The dealership is usually the most convenient source of financing.
But convenience comes at a high cost. The interest rate on dealer-financed loans is usually higher than on bank or credit union loans -- sometimes substantially so. Dealers set purchasers’ interest rates based on their credit rating and then tack on fees and extra percentage points. This costs car buyers up to $1 billion a year.
That’s how dealers generate revenue. Dealers also make money by selling your loan to other lenders, which pay them part or all of the markup as a commission -- creating an incentive for dealers to pile on as much interest as possible.
Studies have shown that interest rate markups can be even higher for members of visible minorities. As a result, class-action suits have been filed across the country and caps are slowly being introduced.

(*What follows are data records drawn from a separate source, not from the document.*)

PR #8240, opened 2024-06-03
Fix container stats label filter

saschagrunert:
#### What type of PR is this?

/kind bug

We need to filter the labels for each container to be able to support the corresponding cri-tools feature.

Fixes: https://github.com/kubernetes-sigs/cri-tools/issues/950

None

```release-note
Fixed container stats label filtering.
```

### DIFF
--- a/server/container_stats_list.go
+++ b/server/container_stats_list.go
@@ -16,14 +16,21 @@ func (s *Server) ListContainerStats(ctx context.Context, req *types.ListContaine
 	if err != nil {
 		return nil, err
 	}
-	filter := req.Filter
-	if filter != nil {
+	if req.Filter != nil {
 		cFilter := &types.ContainerFilter{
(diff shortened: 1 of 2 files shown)


saschagrunert:
/retest 

@cri-o/cri-o-maintainers PTAL

kwilczynski:
@saschagrunert, looks good!

An idea: we could also rid of the `filter` variable on the line 19 while at it... I think it was intended to be used with in the scope of the if-statement, but that never seems to have happened. Have a look... it might be a nice clean-up too.

Screenshot from 2024-06-04 01-57-56

saschagrunert:
> we could also rid of the `filter` variable on the line 19 while at it... I think it was intended to be used with in the scope of the if-statement, but that never seems to have happened. Have a look... it might be a nice clean-up too.

Sure, fixed as suggested.

PR #6547, opened 2023-01-18
server: only start one resource store routine on network cleanup in r…

haircommander:
…estore

to reduce the amount of CPU usage of many routines spinning and waiting for the CNI plugin to become ready

Signed-off-by: Peter Hunt~ <pehunt@redhat.com>

#### What type of PR is this?

/kind bug
#### Does this PR introduce a user-facing change?

```release-note
none
```

PR #8245, opened 2024-06-03
Call network plugin GC on startup

jcaamano:
#### What type of PR is this?

/kind feature

As a last measure to clean up potential stale network resources, call
the network plugin GC on startup referencing pods which were restored
successfully which should clean up for pods that could not be restored.

```release-note
Call network plugin GC on startup to attempt cleaning up stale network 
resources of pods that could not be restored
```


jcaamano:
@squeed PTAL

server/server.go
```diff
@@ -280,7 +285,13 @@ func (s *Server) restore(ctx context.Context) []storage.StorageImageID {
 		}
 	}
 
-	// Cleanup the deletedPods in the networking plugin
+	// First cleanup any potential stale network resources not associated to any
+	// pod known to us
+	if err := s.networkGC(ctx, knownPods); err != nil {
```
haircommander, line 290: so unfortunately this will run before the networking plugin has a chance to startup, which is why the other pieces are wrapped in the resource cleaner below. 

can you adapt https://github.com/cri-o/cri-o/pull/6547 into here, and call the GC first, and then loop through the pods all in one routine?

jcaamano: Thanks, wasn't aware of that.

The extra complication is that we can't be attending new pod requests as the list of valid pods needs to be stable while we call GC. I will see how we can go about this.

haircommander: an option is you can create all of the pods that are hostNetwork, then run GC, then create the rest?

jcaamano: @haircommander 

I went with a (maybe naive) option of calling GC in the background while holding a lock that prevents running non host network pods in the meantime.

I didn't adopt your code as there was no good reason for the specific order, both GC and DEL should be able to run parallel.

jcaamano: I could adopt your could though if that still helps.

haircommander:
another option which I find myself leaning towards is just adding the GC call here: https://github.com/cri-o/cri-o/blob/main/internal/config/cnimgr/cnimgr.go#L50 before we notify the watching routines their plugin is ready, we call the GC. functionally similar, but we don't need to introduce another lock in the mix. WDYT?

jcaamano:
> another option which I find myself leaning towards is just adding the GC call here: https://github.com/cri-o/cri-o/blob/main/internal/config/cnimgr/cnimgr.go#L50 before we notify the watching routines their plugin is ready, we call the GC. functionally similar, but we don't need to introduce another lock in the mix. WDYT?

Adding the call there seems convenient but having the necessary context available to come up with the list of valid pods is less so. We can fail the readiness until someone sets a list of valid pods to cnimgr to call GC with (or informs cnimgr that the GC call has been made). Let me know if you had that in mind.

haircommander:
hm good point. What if you added a call to cnimgr that took a list of stale pods that `server/server.go` produces, and calls GC on them? Such a function could first do the same check as ReadyOrError(), if the plugin is ready call GC immediately, if not save the pods, and then GC could be called right before the watchers are notified. 

another thing to note: cri-o does support restarting and picking up pods from the previous run. in that case, I don't think we want to GC (as the pods are valid). we only want to call GC if we follow up by deleting the pods

jcaamano:
> hm good point. What if you added a call to cnimgr that took a list of stale pods that `server/server.go` produces, and calls GC on them? Such a function could first do the same check as ReadyOrError(), if the plugin is ready call GC immediately, if not save the pods, and then GC could be called right before the watchers are notified.
> 
> another thing to note: cri-o does support restarting and picking up pods from the previous run. in that case, I don't think we want to GC (as the pods are valid). we only want to call GC if we follow up by deleting the pods

ok, let me give that a go.

A clarification: 

GC is called with a list of valid pods and CNI cleans everything else. As long as we have a stable list of valid pods, we could potentially call GC. On startup, I consider the stale pods for which CNI DEL is going to be called as valid in the context of the GC call. In general, basically any pod for which the network can still be managed in one way or another should be considered valid in terms of GC call and the GC call is no substitute for CNI DEL.

jcaamano:
@haircommander ready for another round

internal/config/cnimgr/cnimgr.go
```diff
@@ -90,3 +99,31 @@ func (c *CNIManager) Shutdown() {
...
+	defer c.mutex.Unlock()
+	if c.lastError != nil {
+		c.validPodList = validPodList
+		return nil
+	}
+	return c.doGC(ctx, validPodList)
+}
+
+func (c *CNIManager) doGC(ctx context.Context, validPodList PodNetworkLister) error {
+	if validPodList != nil {
```
haircommander, line 118: nit: this could be inverted and then the rest of the function would be less indented

haircommander:
I like this better! structurally it LGTM, just a couple of nits

internal/config/cnimgr/cnimgr.go
```diff
@@ -90,3 +99,31 @@ func (c *CNIManager) Shutdown() {
...
+// will be deferred until it is ready logging any errors then and returning nil
+// error here.
+func (c *CNIManager) GC(ctx context.Context, validPodList PodNetworkLister) error {
+	c.mutex.Lock()
+	defer c.mutex.Unlock()
+	if c.lastError != nil {
+		c.validPodList = validPodList
+		return nil
+	}
+	return c.doGC(ctx, validPodList)
```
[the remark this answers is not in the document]
jcaamano: Yeah, we can. I was just being overly jealous I imagine not setting it if it was not going to be used (because the plugin was actually ready). Will change it around.

haircommander:
can you add a note above each doGC call that says something like:
```
This call is and should be duplicated. We need to account for plugins that are ready at cri-o startup, and ones that need to wait until a pod is created. We could plumb in additional code to wait for a valid list of pods, but that would further complicate the code. This is safe to do because CNI GC is idempotent.
```
or something like that (assuming the last sentence is true which I believe to be the case)? I had to muscle through that logically and I'd like to save myself from doing so again in the future

jcaamano:
> can you add a note above each doGC call that says something like:
> 
> ```
> This call is and should be duplicated. We need to account for plugins that are ready at cri-o startup, and ones that need to wait until a pod is created. We could plumb in additional code to wait for a valid list of pods, but that would further complicate the code. This is safe to do because CNI GC is idempotent.
> ```
> 
> or something like that (assuming the last sentence is true which I believe to be the case)? I had to muscle through that logically and I'd like to save myself from doing so again in the future

I added comments, but something different to what you suggested. Let me know if it helps. On your version, I was a bit confused with `ones that need to wait until a pod is created` and `safe to do because CNI GC is idempotent`, not that it wouldn't be true but I was not clear to me on the cause/effect relationship with the duplicated call in the code.

jcaamano:
Rebased and changed bump to libcni to v1.2.2 which is suposed to fix a problem with one of the integration tests here (from https://github.com/containernetworking/cni/pull/1095), this might replace the bump effort here https://github.com/containernetworking/cni/pull/1095

jcaamano:
@haircommander can you clue me in on what might be failing on the CI jobs/builds? I looked but couldn't really find a thread to pull from.

haircommander:
[here](https://gcsweb-ci.apps.ci.l2s4.p1.openshiftapps.com/gcs/test-platform-results/pr-logs/pull/cri-o_cri-o/8245/pull-ci-cri-o-cri-o-main-ci-fedora-integration/1815375533416910848/artifacts/fedora-integration/cri-o-gather/artifacts/testout.txt) it looks like [this](https://github.com/cri-o/cri-o/blob/2851b0c9a76bab99943fd0a4b1a10035f50bbcc8/test/inspect.bats#L21) test

jcaamano:
@haircommander sorry it takes time for me to look at this, I have a ton of other work but I try to come back to this every now and then.

So on that test, even though the pod seems to be attached correctly
```
# time="2024-07-22 13:39:06.602569244Z" level=debug msg="CNI setup result: &{0.3.1 [{Name:cni0 Mac:3a:cd:7d:ac:24:45 Sandbox:} {Name:veth0bc103e5 Mac:be:fb:96:1b:3d:d2 Sandbox:} {Name:eth0 Mac:6e:e5:56:66:a2:4d Sandbox:/var/run/netns/92fde6de-5903-41e5-a285-17148f635ff8}] [{Version:4 Interface:0xc0005f3e78 Address:{IP:10.88.0.105 Mask:ffff0000} Gateway:10.88.0.1} {Version:6 Interface:0xc0005f3eb8 Address:{IP:1100:200::69 Mask:ffffff00000000000000000000000000} Gateway:1100:200::1}] [{Dst:{IP:0.0.0.0 Mask:00000000} GW:<nil> MTU:0 AdvMSS:0 Priority:0 Table:<nil> Scope:<nil>} {Dst:{IP:1100:200::1 Mask:ffffff00000000000000000000000000} GW:<nil> MTU:0 AdvMSS:0 Priority:0 Table:<nil> Scope:<nil>}] {[]  [] []}}" file="server/sandbox_network.go:76" id=23485206-bf2e-4f56-a980-7d95bc07b25b name=/runtime.v1.RuntimeService/RunPodSandbox
...
# time="2024-07-22 13:39:06.952739782Z" level=debug msg="Response: &CreateContainerResponse{ContainerId:7188d1342df9e33b5310596c2dca91a11a7025653b85c49dc8525d76814557c9,}" file="otel-collector/interceptors.go:75" id=9400ca3b-21db-4137-ab77-1474a20012c4 name=/runtime.v1.RuntimeService/CreateContainer
```
the test fails to grab the IPs
```
# time="2024-07-22T13:39:07Z" level=fatal msg="execing command in container synchronously: command 'ip -4 addr show dev eth0 scope global' exited with 1: Device \"eth0\" does not exist.\n"
# time="2024-07-22T13:39:07Z" level=fatal msg="execing command in container synchronously: command 'ip -6 addr show dev eth0 scope global' exited with 1: Device \"eth0\" does not exist.\n"
```
...
```
# time="2024-07-22 13:39:07.260794470Z" level=debug msg="Received container exit code: 1, message: " file="oci/runtime_oci.go:705" id=9f595776-5d95-4432-a803-c7d30f180590 name=/runtime.v1.RuntimeService/ExecSync
```

It failed in some platforms but not all. I don't see the relationship unless the bumps actually have something to do with it. I rebased and will check the new results, and ask around in the CNI upstream group.

jcaamano:
@haircommander do the `fedora-integration` tests run in parallel in any way? 

I see some failing test deleting something that does not seem spawned in that test, so it is possible that other tests are deleting stuff from the tests that fail.

```
# time="2024-08-12 12:48:26.892858300Z" level=error msg="GARBAGE COLLECT called on poll" file="cnimgr/cnimgr.go:63"
# time="2024-08-12 12:48:26.892952889Z" level=error msg="GARBAGE COLLECT called with valid pods []*ocicni.PodNetwork{}" file="cnimgr/cnimgr.go:137"
# time="2024-08-12 12:48:26.893004438Z" level=error msg="GARBAGE COLLECT for network crio" file="ocicni/ocicni.go:795"
# time="2024-08-12 12:48:26.893319772Z" level=error msg="GARBAGE COLLECT deleted a552cd5d85debcb4261d04397fea2d7f0b07a07c6a78223b1c690b9666e0284e" file="libcni/api.go:809"
# time="2024-08-12 12:48:26.995851235Z" level=error msg="GARBAGE COLLECT call done" file="cnimgr/cnimgr.go:142"
```

jcaamano:
> @haircommander do the `fedora-integration` tests run in parallel in any way?
> 
> I see some failing test deleting something that does not seem spawned in that test, so it is possible that other tests are deleting stuff from the tests that fail.
> 
> ```
> # time="2024-08-12 12:48:26.892858300Z" level=error msg="GARBAGE COLLECT called on poll" file="cnimgr/cnimgr.go:63"
> # time="2024-08-12 12:48:26.892952889Z" level=error msg="GARBAGE COLLECT called with valid pods []*ocicni.PodNetwork{}" file="cnimgr/cnimgr.go:137"
> # time="2024-08-12 12:48:26.893004438Z" level=error msg="GARBAGE COLLECT for network crio" file="ocicni/ocicni.go:795"
> # time="2024-08-12 12:48:26.893319772Z" level=error msg="GARBAGE COLLECT deleted a552cd5d85debcb4261d04397fea2d7f0b07a07c6a78223b1c690b9666e0284e" file="libcni/api.go:809"
> # time="2024-08-12 12:48:26.995851235Z" level=error msg="GARBAGE COLLECT call done" file="cnimgr/cnimgr.go:142"
> ```

I guess it might?
```
++ nproc --all
+ export JOBS=8
+ JOBS=8
+ bats --version
+ execute bats --jobs 8 --tap .
+ echo ++ bats --jobs 8 --tap .
++ bats --jobs 8 --tap .
+ bats --jobs 8 --tap .
```
testing without it

haircommander:
I believe each test should be sandboxed from the others but that isolation isn't perfect. but yeah they're run in parallel

haircommander:
I'm fairly certain integration-v2 tests are failing everywhere

jcaamano:
@haircommander so the two problems were
* uninitialized error in `cnimgr` causing GC to be called before it had to, code fix
* parallel tests garbage collecting interfaces of other tests

For that last issue, it looks like I will have to add a new config parameter for the [cache dir ](https://github.com/cri-o/ocicni/blob/745c5e82582632fa2dca5e3e2750dd98cde1ecc4/pkg/ocicni/ocicni.go#L211) so that it test can run with its independent cache, otherwise we would just have to disable GC for the tests.

haircommander:
I would also be okay disabling gc for tests for now. I'm open either way

haircommander:
hey @jcaamano are you able to rebase this? or would you like a cri-o maintainer to take it over?

jcaamano:
> hey @jcaamano are you able to rebase this? or would you like a cri-o maintainer to take it over?

I will try to wrap it up next week.

haircommander:
/approve

LGTM, thanks @jcaamano . ideally we'd have an integration test in `test/` but adding ones for cni plugins are a pain so I am fine to defer that. 

@cri-o/cri-o-maintainers PTAL, this could be a good candidate for 1.32

saschagrunert (approved):
/retest

PR #8755, opened 2024-11-12
Remove validation for TLSCA

bitoku:
#### What type of PR is this?

/kind bug

https://github.com/cri-o/cri-o/pull/8744 introduced new validations for TLS options of the stream server, but TLSCA is not a required option and it's allowed to be empty. (sorry I should've noticed it)

https://github.com/cri-o/cri-o/blob/0470ab6ed5d1e0f08565b34feac10bfefc9b8225/server/server.go#L140-L153

None 

```release-note
None
```


saschagrunert (approved):

saschagrunert:
Makes sense, thank you for the fix!

PR #8757, opened 2024-11-13
Improve hostport unit tests

danwinship:
#### What type of PR is this?
/kind cleanup

Another spinoff of #8684. This fixes up the hostport unit tests in preparation for adding nftables. (In particular, in my first attempt at #8684, the linter complained about the fact that I had just copied the test cases from the iptables unit tests to the nftables unit tests, so this splits them out so we can share them directly.)

#8684 currently has my complete branch if you want to see how the nftables stuff builds on top of this, but I thought it would be easier to review if I split this part out separately...

None

```release-note
None
```

### DIFF
--- a/internal/hostport/fake_iptables.go
+++ b/internal/hostport/fake_iptables.go
@@ -20,11 +20,11 @@ import (
 	"bytes"
 	"errors"
 	"fmt"
-	"net"
 	"strings"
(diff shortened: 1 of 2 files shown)


saschagrunert (approved):
/ok-to-test

Thank you!

PR #8768, opened 2024-11-19
RuntimeHandler inheritance bug-fix

MarSik:
#### What type of PR is this?

/kind bug

The original inheritance PR missed few important bits

- the reload code path was not the only one that loads configs
- an empty RuntimePath has a special meaning and inheriting it does not inherit the parent runtime
- golang does a copy during interation, not a reference and the updated values were forgotten
- the unit test ignores some of the checks during CI when not on a bare metal

This patch fixes all of these and adds better logging and also tests that actually catch the above mistakes.

Fixes https://github.com/cri-o/cri-o/issues/8753

I apologize for missing the issue during the first submission, but it all looked like working. It was just an accident though..

This fix was manually tested including the negative cases both by running unit tests with the code commented out (which I did before too...) and by manually editing crio configs on a real bare metal node.

```release-note
None
```

### DIFF
--- a/pkg/config/config.go
+++ b/pkg/config/config.go
@@ -1307,6 +1307,30 @@ func defaultRuntimeHandler() *RuntimeHandler {
 func (c *RuntimeConfig) ValidateRuntimes() error {
 	var failedValidation []string
 
+	// Update the default runtime paths in all runtimes that are asking for inheritance
+	for name := range c.Runtimes {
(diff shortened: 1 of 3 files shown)


saschagrunert (approved):

saschagrunert:
/lgtm cancel 

please fix the lint CI

PR #8791, opened 2024-11-28
Add systemd watchdog support

saschagrunert:
#### What type of PR is this?

/kind feature

Adding support for the systemd watchdog. Right now it verifies that the CRI socket is reachable and the runtime reports ready status.

None
None

```release-note
Adding support for the systemd watchdog. For now it verifies that the CRI socket is reachable and the runtime reports ready status.
```


saschagrunert:
Not exactly sure why the CI fails here.

cmd/crio/daemon_linux.go
```diff
@@ -1,12 +1,14 @@
...
-	systemdDaemon "github.com/coreos/go-systemd/v22/daemon"
+	"github.com/coreos/go-systemd/v22/daemon"
 	"github.com/sirupsen/logrus"
+
+	"github.com/cri-o/cri-o/internal/watchdog"
 )
 
 func sdNotify() {
-	if _, err := systemdDaemon.SdNotify(true, "READY=1"); err != nil {
+	if _, err := watchdog.NewSystemd().Notify(daemon.SdNotifyReady); err != nil {
```
saschagrunert, line 11: This change may break something.

server/container_start.go
```diff
@@ -13,12 +13,17 @@ import (
...
+	"github.com/cri-o/cri-o/internal/watchdog"
 )
 
 // StartContainer starts the container.
 func (s *Server) StartContainer(ctx context.Context, req *types.StartContainerRequest) (res *types.StartContainerResponse, retErr error) {
 	ctx, span := log.StartSpan(ctx)
 	defer span.End()
+
+	watchdog.DefaultSystemd().UnsetNotifySocket(ctx)
+	defer watchdog.DefaultSystemd().RestoreNotifySocket(ctx)
```
saschagrunert, line 25: @cri-o/cri-o-maintainers we may need to find a better way to handle this.

saschagrunert:
@cri-o/cri-o-maintainers PTAL

saschagrunert:
> What kinds of failures is this intended on addressing? a deadlock is one, but I'm not sure we'd get stuck when reporting status

Right now we just check everything around the CRI-O socket: being able to connect, transfer and analyze the data. CRI-O now assumes that it doesn't work correctly if the socket or the transferred data is misbehaving. I would say we could also think about more use cases to follow-up, but I don't have anything specific in mind.

We can also make it configurable if y'all want! :)

saschagrunert:
> We can also make it configurable if y'all want! :)

I mean, it is already configurable by using or omitting `WatchdogSec=60s` in the service spec.

I rebased the PR on top of the latest fixes, PTAL again @cri-o/cri-o-maintainers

Some states have laws that prevent interest charges over 20 percent.
Get pre-approved for a loan.
It's a good idea to get pre-approved for a car loan by a lender or lenders before going to the dealership. You can use these offers as leverage to try to reduce the dealer’s interest rate. Take the best deal you are offered.
The dealership may offer you a choice between a cash-back rebate from the manufacturer and low-rate financing -- typically a loan with zero-percent APR. Statistics from the National Automobile Dealers Association show that of the people who apply for zero-percent financing, only about one-third are approved and a mere 10 percent ink the deal. Even if you can afford the higher monthly payments that usually come with zero-percent dealer financing, it may be a better deal to take the rebate and take out a low-interest loan from the bank, if the rebate is over $1,000.
Suppose, for example, you are buying an $18,000 car and you’ve put down a 10 percent deposit. The dealer offers you zero-percent financing or a $3,000 rebate. If you take out a loan with six percent interest and apply the rebate to your down payment, you will be $1,255 better off over four years than if you had accepted the dealer’s zero-percent APR loan.
If you own a home and qualify, you can often get a lower rate by taking out a home equity loan.
With this type of loan, you borrow against the paid-up equity in your home. The interest rate is almost always lower than for other types of consumer loans because your house acts as security. You also may be able to deduct the interest from your income-tax bill. Remember to compare the home equity loan and your other options on an APR basis.